Looking at what cores each task uses can be done with the following bash command:for i in $(pgrep inversion); do ps -mo pid,tid,fname,user,psr -p $i;done
PID TID COMMAND USER PSR
10301 - inversion u0101881 -
- 10301 - u0101881 6
- 10305 - u0101881 20
- 10306 - u0101881 7
- 10307 - u0101881 8
- 10309 - u0101881 9
- 10312 - u0101881 10
- 10313 - u0101881 11
PID TID COMMAND USER PSR
10302 - inversion u0101881 -
- 10302 - u0101881 0
- 10303 - u0101881 14
- 10304 - u0101881 1
- 10308 - u0101881 2
- 10310 - u0101881 3
- 10311 - u0101881 4
- 10314 - u0101881 5

Here we have 7 threads per task, 6 are the OpenMP threads with the correct core locality, the last one is the Intel OpenMP master thread.

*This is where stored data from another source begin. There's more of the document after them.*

PR #4524, opened 2025-05-30
Redis: Add support for sending AUTH commands during connection

### LINKED ISSUE #4350: Redis backend doesn't support password-protected or ACL-protected servers
The Redis storage backend needs to support a password option in `Storage::BackendOptions`, as well as pass the `AUTH` command after connection succeeds.

timwoj:
The primary change here is to support password- and ACL-protected Redis servers, and includes a test that starts one with a simple password. There's a few other bug fixes included as well.

Fixes #4350


src/storage/storage-sync.bif
```diff
@@ -33,7 +33,7 @@ function Storage::Sync::__open_backend%(btype: Storage::Backend, options: any, k
 
 	// If the backend only supports async, block until it's ready and then pull the result out of
 	// the callback.
-	if ( ! b.value()->SupportsSync() ) {
+	if ( op_result.code == ReturnCode::IN_PROGRESS && ! b.value()->SupportsSync() ) {
```
awelzel: Should this also be done for all the other operations? (close, get, put, erase)? Might be worth a local  `wait_for_result(...)` helper?

src/storage/backend/redis/Redis.cc
```diff
@@ -678,8 +683,13 @@ void Redis::OnDisconnect(int status) {
     else {
         --active_ops;
 
-        EnqueueBackendLost("Client disconnected");
-        CompleteCallback(close_cb, {ReturnCode::SUCCESS});
+        if ( disconnect_reason.empty() )
+            EnqueueBackendLost("Client disconnected");
+        else
+            EnqueueBackendLost(util::fmt("Client disconnected: %s", disconnect_reason.c_str()));
```
awelzel: Nit - if it's just about formatting, IMO there should be just a single enqueue call.

```
            std::string msg = util::fmt("Client disconnected%s%s", disconnect_reason.size() > 0 ? ": " : "", disconnect_reason.c_str());
            EnqueueBackendLost(msg);

```

src/storage/backend/redis/Redis.cc
```diff
@@ -630,8 +630,13 @@ void Redis::HandleInfoResult(redisReply* reply) {
...
     }
 
-    if ( ! connected && res.err_str.empty() )
-        res.err_str = "INFO command did not return server version";
+    if ( ! connected ) {
+        if ( res.err_str.empty() )
+            res.err_str = "INFO command did not return server version";
+
+        disconnect_reason = res.err_str;
+        redisAsyncDisconnect(async_ctx);
```
awelzel, line 659: Nit, It's a bit weird to initiate a disconnection in an if branch that says `! connected`. The `! connected` here means "connected and server determined to have a compatible version"? Maybe rename to `ready` ?

scripts/policy/frameworks/storage/backend/redis/main.zeek
```diff
@@ -39,6 +39,13 @@ export {
 		## Timeout for operation requests sent to the backend. Operations that
 		## exceed this time will return :zeek:see:`Storage::TIMEOUT`.
 		operation_timeout: interval &default=default_operation_timeout;
+
+		## A username to use for authentication the server is protected by an ACL.
+		acl_username: string &optional;
```
awelzel: `redis-cli`  only uses  `--user`, rather than something like `--acl-user`, so suggest to drop the `acl_` prefix.

scripts/policy/frameworks/storage/backend/redis/main.zeek
```diff
@@ -39,6 +39,13 @@ export {
...
+
+		## A username to use for authentication the server is protected by an ACL
+		## or by a simple password.
+		password: string &optional;
```
awelzel, line 48: Only food for thought - not sure this is worth it: Is there a use for `&hidden` or `&password` to `***` out such fields during plain prints of records?

src/storage/backend/redis/Redis.cc
```diff
@@ -642,25 +663,70 @@ void Redis::HandleInfoResult(redisReply* reply) {
...
-            return;
-        }
+        // If the username and/or password are set, send an AUTH command. Fail to
+        // connect if the authentication fails. We want to pause here while opening.
+        if ( ! password.empty() ) {
+            if ( username.empty() )
+                status = redisAsyncCommand(async_ctx, redisAUTH, NULL, "AUTH %s", password.c_str());
+            else
+                status =
+                    redisAsyncCommand(async_ctx, redisAUTH, NULL, "AUTH %s %S", username.c_str(), password.c_str());
```
awelzel: Is "%S" somehow special, or typoed?

Hmm, would this be a bit easier as something like?
```
if ( username.size() > 0 && password.size() > 0 )
   status =  redisAsyncCommand(async_ctx, redisAUTH, NULL, "AUTH %s %S", username.c_str(), password.c_str() /*use %s also for password?*/);
else if ( password.size() > 0 )
  status =  ...
else
  status = SendInfoRequest()

if ( status == REDIS_ERR ) {
    std::string msg = fmt("Connect failed: %s", async_ctx->err_str);
    CompleteCallback(open_cb, OPERATION_FAILED, ...)
} else {
  ++active_opts;
}
```

...and then adapt `redisAUTH` to handle the `SendInfo()` error instead of in `SendInfo()` itself?

src/storage/backend/redis/Redis.cc
```diff
@@ -642,25 +663,70 @@ void Redis::HandleInfoResult(redisReply* reply) {
...
 
-        ++active_ops;
+
+            if ( status == REDIS_ERR ) {
+                DBG_LOG(DBG_STORAGE, "AUTH command failed: %s err=%d", async_ctx->errstr, async_ctx->err);
+
+                CompleteCallback(open_cb, {ReturnCode::OPERATION_FAILED,
+                                           util::fmt("AUTH command failed to authenticate: %s", async_ctx->errstr)});
```
awelzel: Missing return here? This would do the increment `++active_ops` below.

src/storage/storage-sync.bif
timwoj: Yeah, probably a good idea to check. The only reason I noticed this one was I forgot to set a port in my environment before starting up, and it crashed.

timwoj: One bug here though is in the case of `DoPut`:

1. We queue a `SET` with the server
2. We're reading traces, so we attempt to queue a `ZADD`, but it fails to queue so it doesn't get queued and we return `OPERATION_FAILED`.
3. There's still the active `SET` operation result sitting waiting to be handled, because we didn't call `Poll` like we would have if we weren't checking for `IN_PROGRESS`. That wouldn't be handled until the next operation.
4. By that point, the callback for the put operation was deleted in the bif and ASan throws a use-after-free.

scripts/policy/frameworks/storage/backend/redis/main.zeek
timwoj: I based that naming on the fact that you don't set a username unless you're using an ACL. For regular password mode, you don't pass a username at all. It actually does underneath, it's just masked from the client and the default user is passed, but we don't explicitly send one.

src/storage/backend/redis/Redis.cc
timwoj: > Is "%S" somehow special, or typoed?

typo.

> Hmm, would this be a bit easier as something like?

Yeah. I was trying to be too cute and only check `password.empty` once.

src/storage/backend/redis/Redis.cc
timwoj: I'm indifferent 🤷🏼

awelzel: Then nothing to do. Resolving.

scripts/policy/frameworks/storage/backend/redis/main.zeek
awelzel: There won't ever be a non-ACL username, right? Then I'd just call it `username`, otherwise the non-symmetry with `password` is surprising.

src/storage/storage-sync.bif
awelzel: I guess for the `SET` and `ZADD` combination you might actually want to put them into a transaction then and treat the whole transaction as a single op?

https://redis.io/docs/latest/develop/interact/transactions/

src/storage/backend/redis/Redis.cc
```diff
@@ -626,32 +651,86 @@ void Redis::HandleInfoResult(redisReply* reply) {
...
+                                       util::fmt("AUTH command failed to queue: %s", async_ctx->errstr)});
             return;
         }
 
-        ++active_ops;
+        if ( made_auth_request )
+            ++active_ops;
+        else
+            // This will be called from the handler of the auth event if that succeeds.
+            SendInfoRequest();
```
awelzel, line 733: As in the orig proposal, I think I'd still have made that just the trailing `else {` branch and adapt the SendInfoRequest() implementation, but okay as is, too.

src/storage/backend/redis/Redis.cc
awelzel: >> Is "%S" somehow special, or typoed?

> typo.

Your latest push still has the uppercase `%S`. Maybe worth a test? :-)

To check the correct pinning, we expand this bash one liner a bit further:for i in $(pgrep inversion); do for tid in $(ps --no-headers -mo tid -p $i |grep -v -); do taskset -cp "${tid}"; done ;done
pid 11242's current affinity list: 0
pid 11244's current affinity list: 0-5,12-17
pid 11245's current affinity list: 1
pid 11246's current affinity list: 2
pid 11250's current affinity list: 3
pid 11252's current affinity list: 4
pid 11254's current affinity list: 5
pid 11243's current affinity list: 6
pid 11247's current affinity list: 6-11,18-23
pid 11248's current affinity list: 7
pid 11249's current affinity list: 8
pid 11251's current affinity list: 9
pid 11253's current affinity list: 10
pid 11255's current affinity list: 11

The output confirms that we are pinning correctly the worker OpenMP threads, and the Intel OpenMP master thread can float over all the cores of the CPU socket.

This output can be contrasted with the output with no pinning at all, e.g.:pid 11392's current affinity list: 0-23
or with pinning just on sockets, e.g.:pid 11334's current affinity list: 0-5,12-17
If we use more than two MPI tasks per node, the core list is built by pinthreads.sh accordingly:mpirun -np 8 -genv OMP_NUM_THREADS 3 -bind-to socket -map-by socket ./pinthreads.sh
MPI rank 6 maps to cores 3,4,5,15,16,17
NUMA core mapping is sequential and hyperthreading is on
MPI rank 5 maps to cores 6,7,8,18,19,20
MPI rank 7 maps to cores 9,10,11,21,22,23
MPI rank 2 maps to cores 3,4,5,15,16,17
MPI rank 4 maps to cores 0,1,2,12,13,14
MPI rank 0 maps to cores 0,1,2,12,13,14
MPI rank 3 maps to cores 9,10,11,21,22,23
MPI rank 1 maps to cores 6,7,8,18,19,20

Conclusions

There still is not an easy way for pinning MPI processes and OpenMP threads to CPU sockets and cores. In this article I tried to show why we should be paying attention to it, and how to do it for different MPI and OpenMP implementations. I also present a script that should be helpful in doing correct task and thread pinning with varied MPI task and OpenMP thread count.